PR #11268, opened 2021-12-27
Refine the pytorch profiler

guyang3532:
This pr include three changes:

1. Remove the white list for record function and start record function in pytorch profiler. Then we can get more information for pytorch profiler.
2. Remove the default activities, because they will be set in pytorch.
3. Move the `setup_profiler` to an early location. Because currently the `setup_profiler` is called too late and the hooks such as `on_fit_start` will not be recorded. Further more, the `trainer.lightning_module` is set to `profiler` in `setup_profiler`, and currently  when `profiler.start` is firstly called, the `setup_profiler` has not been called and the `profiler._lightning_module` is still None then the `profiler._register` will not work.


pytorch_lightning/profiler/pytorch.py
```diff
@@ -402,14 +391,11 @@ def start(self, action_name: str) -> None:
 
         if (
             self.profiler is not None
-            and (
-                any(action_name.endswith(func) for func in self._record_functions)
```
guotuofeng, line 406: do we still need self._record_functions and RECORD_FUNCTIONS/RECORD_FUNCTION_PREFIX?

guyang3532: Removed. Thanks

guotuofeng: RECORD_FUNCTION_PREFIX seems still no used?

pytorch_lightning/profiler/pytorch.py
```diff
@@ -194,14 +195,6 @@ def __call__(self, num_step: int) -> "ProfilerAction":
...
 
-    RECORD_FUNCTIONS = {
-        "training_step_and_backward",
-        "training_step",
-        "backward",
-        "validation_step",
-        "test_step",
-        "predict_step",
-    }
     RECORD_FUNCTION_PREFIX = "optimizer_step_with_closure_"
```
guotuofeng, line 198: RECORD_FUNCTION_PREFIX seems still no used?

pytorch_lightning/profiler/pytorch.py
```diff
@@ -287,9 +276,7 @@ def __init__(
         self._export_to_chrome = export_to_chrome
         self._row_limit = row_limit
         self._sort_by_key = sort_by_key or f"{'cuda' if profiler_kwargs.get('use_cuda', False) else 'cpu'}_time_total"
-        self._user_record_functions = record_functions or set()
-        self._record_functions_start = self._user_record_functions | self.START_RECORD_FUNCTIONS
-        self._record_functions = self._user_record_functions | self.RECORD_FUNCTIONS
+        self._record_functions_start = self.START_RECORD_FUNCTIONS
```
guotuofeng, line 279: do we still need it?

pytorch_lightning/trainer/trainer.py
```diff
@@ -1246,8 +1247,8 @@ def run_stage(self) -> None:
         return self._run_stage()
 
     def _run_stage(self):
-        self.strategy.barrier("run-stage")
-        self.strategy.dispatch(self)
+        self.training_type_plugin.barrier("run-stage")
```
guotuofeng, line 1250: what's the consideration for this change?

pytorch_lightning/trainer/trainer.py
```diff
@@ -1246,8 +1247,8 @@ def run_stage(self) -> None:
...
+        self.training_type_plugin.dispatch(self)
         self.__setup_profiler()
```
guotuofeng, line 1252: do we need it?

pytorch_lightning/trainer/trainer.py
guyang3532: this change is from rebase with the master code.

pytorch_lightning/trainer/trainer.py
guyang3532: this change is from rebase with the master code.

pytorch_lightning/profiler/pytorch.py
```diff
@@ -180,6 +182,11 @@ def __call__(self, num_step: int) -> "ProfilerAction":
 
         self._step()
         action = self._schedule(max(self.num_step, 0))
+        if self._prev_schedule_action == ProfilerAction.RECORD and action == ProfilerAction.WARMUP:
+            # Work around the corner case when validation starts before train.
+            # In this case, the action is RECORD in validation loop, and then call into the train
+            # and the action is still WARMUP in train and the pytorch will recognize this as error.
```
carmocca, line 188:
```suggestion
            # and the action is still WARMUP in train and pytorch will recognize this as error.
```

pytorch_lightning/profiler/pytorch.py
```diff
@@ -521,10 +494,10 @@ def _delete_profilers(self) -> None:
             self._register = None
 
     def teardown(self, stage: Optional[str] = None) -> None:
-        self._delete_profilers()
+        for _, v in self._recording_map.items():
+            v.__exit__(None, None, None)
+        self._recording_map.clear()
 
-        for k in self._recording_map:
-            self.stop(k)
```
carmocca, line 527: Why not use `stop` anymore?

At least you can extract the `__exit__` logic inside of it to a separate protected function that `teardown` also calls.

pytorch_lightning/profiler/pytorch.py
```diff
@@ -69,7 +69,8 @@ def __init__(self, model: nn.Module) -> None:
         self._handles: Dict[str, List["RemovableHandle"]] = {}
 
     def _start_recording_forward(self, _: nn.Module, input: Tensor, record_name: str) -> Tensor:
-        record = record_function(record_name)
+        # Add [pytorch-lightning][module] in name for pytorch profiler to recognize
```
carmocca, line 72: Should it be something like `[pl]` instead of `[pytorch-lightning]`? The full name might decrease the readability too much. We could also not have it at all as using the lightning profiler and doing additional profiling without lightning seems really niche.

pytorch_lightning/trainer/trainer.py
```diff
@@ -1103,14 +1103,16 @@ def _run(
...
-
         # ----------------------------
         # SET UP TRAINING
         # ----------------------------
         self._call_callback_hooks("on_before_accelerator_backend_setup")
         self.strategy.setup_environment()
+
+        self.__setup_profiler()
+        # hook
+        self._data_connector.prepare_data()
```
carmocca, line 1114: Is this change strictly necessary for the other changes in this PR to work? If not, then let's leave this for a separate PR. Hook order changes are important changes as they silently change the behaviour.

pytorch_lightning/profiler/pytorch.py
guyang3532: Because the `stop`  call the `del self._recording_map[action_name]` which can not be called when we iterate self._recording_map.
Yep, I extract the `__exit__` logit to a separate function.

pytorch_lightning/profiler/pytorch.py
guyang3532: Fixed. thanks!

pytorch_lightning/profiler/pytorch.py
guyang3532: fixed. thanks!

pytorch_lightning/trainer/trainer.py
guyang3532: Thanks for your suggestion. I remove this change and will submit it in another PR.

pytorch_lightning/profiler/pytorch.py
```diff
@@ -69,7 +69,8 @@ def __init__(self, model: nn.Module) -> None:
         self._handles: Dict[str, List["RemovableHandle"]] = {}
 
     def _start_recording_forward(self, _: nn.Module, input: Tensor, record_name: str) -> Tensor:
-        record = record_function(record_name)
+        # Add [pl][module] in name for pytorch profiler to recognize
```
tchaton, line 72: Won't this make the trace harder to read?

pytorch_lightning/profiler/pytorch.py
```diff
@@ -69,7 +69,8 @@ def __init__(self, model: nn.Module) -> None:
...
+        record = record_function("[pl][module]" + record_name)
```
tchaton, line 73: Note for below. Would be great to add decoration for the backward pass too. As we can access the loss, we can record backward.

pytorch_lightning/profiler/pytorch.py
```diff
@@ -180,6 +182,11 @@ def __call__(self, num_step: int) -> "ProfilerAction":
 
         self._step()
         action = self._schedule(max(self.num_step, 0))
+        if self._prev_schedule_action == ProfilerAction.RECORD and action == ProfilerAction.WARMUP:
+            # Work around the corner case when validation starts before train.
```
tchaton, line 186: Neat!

[About this task]: The records need to be set down again without a single difference.

[Exercise response]:
PR #11268, opened 2021-12-27
Refine the pytorch profiler

guyang3532:
This pr include three changes:

1. Remove the white list for record function and start record function in pytorch profiler. Then we can get more information for pytorch profiler.
2. Remove the default activities, because they will be set in pytorch.
3. Move the `setup_profiler` to an early location. Because currently the `setup_profiler` is called too late and the hooks such as `on_fit_start` will not be recorded. Further more, the `trainer.lightning_module` is set to `profiler` in `setup_profiler`, and currently  when `profiler.start` is firstly called, the `setup_profiler` has not been called and the `profiler._lightning_module` is still None then the `profiler._register` will not work.


pytorch_lightning/profiler/pytorch.py
```diff
@@ -402,14 +391,11 @@ def start(self, action_name: str) -> None:
 
         if (
             self.profiler is not None
-            and (
-                any(action_name.endswith(func) for func in self._record_functions)
```
guotuofeng, line 406: do we still need self._record_functions and RECORD_FUNCTIONS/RECORD_FUNCTION_PREFIX?

guyang3532: Removed. Thanks

guotuofeng: RECORD_FUNCTION_PREFIX seems still no used?

pytorch_lightning/profiler/pytorch.py
```diff
@@ -194,14 +195,6 @@ def __call__(self, num_step: int) -> "ProfilerAction":
...
 
-    RECORD_FUNCTIONS = {
-        "training_step_and_backward",
-        "training_step",
-        "backward",
-        "validation_step",
-        "test_step",
-        "predict_step",
-    }
     RECORD_FUNCTION_PREFIX = "optimizer_step_with_closure_"
```
guotuofeng, line 198: RECORD_FUNCTION_PREFIX seems still no used?

pytorch_lightning/profiler/pytorch.py
```diff
@@ -287,9 +276,7 @@ def __init__(
         self._export_to_chrome = export_to_chrome
         self._row_limit = row_limit
         self._sort_by_key = sort_by_key or f"{'cuda' if profiler_kwargs.get('use_cuda', False) else 'cpu'}_time_total"
-        self._user_record_functions = record_functions or set()
-        self._record_functions_start = self._user_record_functions | self.START_RECORD_FUNCTIONS
-        self._record_functions = self._user_record_functions | self.RECORD_FUNCTIONS
+        self._record_functions_start = self.START_RECORD_FUNCTIONS
```
guotuofeng, line 279: do we still need it?

pytorch_lightning/trainer/trainer.py
```diff
@@ -1246,8 +1247,8 @@ def run_stage(self) -> None:
         return self._run_stage()
 
     def _run_stage(self):
-        self.strategy.barrier("run-stage")
-        self.strategy.dispatch(self)
+        self.training_type_plugin.barrier("run-stage")
```
guotuofeng, line 1250: what's the consideration for this change?

pytorch_lightning/trainer/trainer.py
```diff
@@ -1246,8 +1247,8 @@ def run_stage(self) -> None:
...
+        self.training_type_plugin.dispatch(self)
         self.__setup_profiler()
```
guotuofeng, line 1252: do we need it?

pytorch_lightning/trainer/trainer.py
guyang3532: this change is from rebase with the master code.

pytorch_lightning/trainer/trainer.py
guyang3532: this change is from rebase with the master code.

pytorch_lightning/profiler/pytorch.py
```diff
@@ -180,6 +182,11 @@ def __call__(self, num_step: int) -> "ProfilerAction":
 
         self._step()
         action = self._schedule(max(self.num_step, 0))
+        if self._prev_schedule_action == ProfilerAction.RECORD and action == ProfilerAction.WARMUP:
+            # Work around the corner case when validation starts before train.
+            # In this case, the action is RECORD in validation loop, and then call into the train
+            # and the action is still WARMUP in train and the pytorch will recognize this as error.
```
carmocca, line 188:
```suggestion
            # and the action is still WARMUP in train and pytorch will recognize this as error.
```

pytorch_lightning/profiler/pytorch.py
```diff
@@ -521,10 +494,10 @@ def _delete_profilers(self) -> None:
             self._register = None
 
     def teardown(self, stage: Optional[str] = None) -> None:
-        self._delete_profilers()
+        for _, v in self._recording_map.items():
+            v.__exit__(None, None, None)
+        self._recording_map.clear()
 
-        for k in self._recording_map:
-            self.stop(k)
```
carmocca, line 527: Why not use `stop` anymore?

At least you can extract the `__exit__` logic inside of it to a separate protected function that `teardown` also calls.

pytorch_lightning/profiler/pytorch.py
```diff
@@ -69,7 +69,8 @@ def __init__(self, model: nn.Module) -> None:
         self._handles: Dict[str, List["RemovableHandle"]] = {}
 
     def _start_recording_forward(self, _: nn.Module, input: Tensor, record_name: str) -> Tensor:
-        record = record_function(record_name)
+        # Add [pytorch-lightning][module] in name for pytorch profiler to recognize
```
carmocca, line 72: Should it be something like `[pl]` instead of `[pytorch-lightning]`? The full name might decrease the readability too much. We could also not have it at all as using the lightning profiler and doing additional profiling without lightning seems really niche.

pytorch_lightning/trainer/trainer.py
```diff
@@ -1103,14 +1103,16 @@ def _run(
...
-
         # ----------------------------
         # SET UP TRAINING
         # ----------------------------
         self._call_callback_hooks("on_before_accelerator_backend_setup")
         self.strategy.setup_environment()
+
+        self.__setup_profiler()
+        # hook
+        self._data_connector.prepare_data()
```
carmocca, line 1114: Is this change strictly necessary for the other changes in this PR to work? If not, then let's leave this for a separate PR. Hook order changes are important changes as they silently change the behaviour.

pytorch_lightning/profiler/pytorch.py
guyang3532: Because the `stop`  call the `del self._recording_map[action_name]` which can not be called when we iterate self._recording_map.
Yep, I extract the `__exit__` logit to a separate function.

pytorch_lightning/profiler/pytorch.py
guyang3532: Fixed. thanks!

pytorch_lightning/profiler/pytorch.py
guyang3532: fixed. thanks!

pytorch_lightning/trainer/trainer.py
guyang3532: Thanks for your suggestion. I remove this change and will submit it in another PR.

pytorch_lightning/profiler/pytorch.py
```diff
@@ -69,7 +69,8 @@ def __init__(self, model: nn.Module) -> None:
         self._handles: Dict[str, List["RemovableHandle"]] = {}
 
     def _start_recording_forward(self, _: nn.Module, input: Tensor, record_name: str) -> Tensor:
-        record = record_function(record_name)
+        # Add [pl][module] in name for pytorch profiler to recognize
```
tchaton, line 72: Won't this make the trace harder to read?

pytorch_lightning/profiler/pytorch.py
```diff
@@ -69,7 +69,8 @@ def __init__(self, model: nn.Module) -> None:
...
+        record = record_function("[pl][module]" + record_name)
```
tchaton, line 73: Note for below. Would be great to add decoration for the backward pass too. As we can access the loss, we can record backward.

pytorch_lightning/profiler/pytorch.py
```diff
@@ -180,6 +182,11 @@ def __call__(self, num_step: int) -> "ProfilerAction":
 
         self._step()
         action = self._schedule(max(self.num_step, 0))
+        if self._prev_schedule_action == ProfilerAction.RECORD and action == ProfilerAction.WARMUP:
+            # Work around the corner case when validation starts before train.
```
tchaton, line 186: Neat!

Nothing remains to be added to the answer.